Innovative Creations in Cuisine, and Other Lessons from Working in Peru’s Globally Acclaimed Restaurant. Interview with Cultural Anthropologist Shu Fujita.

Junya Shinohara

Contemporary cuisine is a movement among many high-end restaurants around the world. 

It is described as a cuisine that attempts to interpret nature and culture in an avant-garde manner within the context of the restaurant environment.

Shu Fujita, a specially appointed researcher at the Tokyo University of Foreign Studies and a doctoral student at the University of Tokyo, studies such contemporary cuisine through the angle of cultural anthropology.

Fujita conducted his fieldwork for two years while working as an apprentice at Central, a world-class contemporary cuisine restaurant in Peru. (editor’s note: Central has won second place in The World’s 50 Best Restaurants in 2022 and first place in The 50 Best Restaurants in South America). He has researched how chefs approach the creation of new and innovative dishes.

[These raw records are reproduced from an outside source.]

PR #1223, opened 2024-07-14
Add group/role relations, and double write into them for data migration

syucream:
A part of https://github.com/dmm-com/pagoda/pull/1214 , so see the PR first of all.
It covers the steps:
1. update the newly written values
2. update existing values (data migration

For the 1st step, it appends `group`, `role` fields and stores these ids into the fields, with keeping existing logic.

For the 2nd step, we need to modify existing records to store `group_id` and `role_id`. For e.g. the following DML can perform it:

Although contemporary cuisine gives the impression of being sophisticated and of high culture, Fujita says that if you understand its principles, “It has the potential to change the way we see home cooking and other common dishes.” 

So what exactly is contemporary cuisine? What defines the act of cooking in the first place? We spoke with Fujita about his research to find out.

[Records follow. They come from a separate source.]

PR #1224, opened 2024-07-16
Fixed failed invoke trigger for oldUI

hinashi:
In the Old UI, entity_attr_id is always included, so we changed it to use that.


userlocalhost (approved):
Thank you very much for fixing it and blush up its implementation 👍

PR #1225, opened 2024-07-16
Added send mail when exception error in celery job

hinashi:
Changed the way celery handles exception errors.


userlocalhost (approved):
Thank you very much for making good feature to let us know a problem as fast as possible 👍

PR #1229, opened 2024-07-18
Fixed search_entries when specified multi entity

hinashi:
The problem occurred under the following conditions:
- is_output_all: True
- attrinfo: []
- entities: multiple entities specified


userlocalhost (approved):

PR #1232, opened 2024-07-20
Store prefetched entries in context to avoid N+1 on JobListAPI

syucream:
Accelerate job list API. Its **3.8x faster** than current implementation, 7s -> 1.8s!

What lies beyond the “local vs global” clash

── Contemporary cuisine is not a term we hear often. What would you say the definition of contemporary cuisine is?

Contemporary cuisine refers to a style of cuisine that is based on traditional fine cuisine such as French cuisine, but it goes beyond traditional boundaries to interpret nature and culture in an avant-garde manner within the context of the restaurant environment.

At Central, a contemporary cuisine restaurant where I did my fieldwork, all of their dishes we focused on the characteristics of various landscapes and regions, such as, an ocean,a desert, the Andes, and the Amazon, and those dishes were made to portray the gifts of nature of those places. 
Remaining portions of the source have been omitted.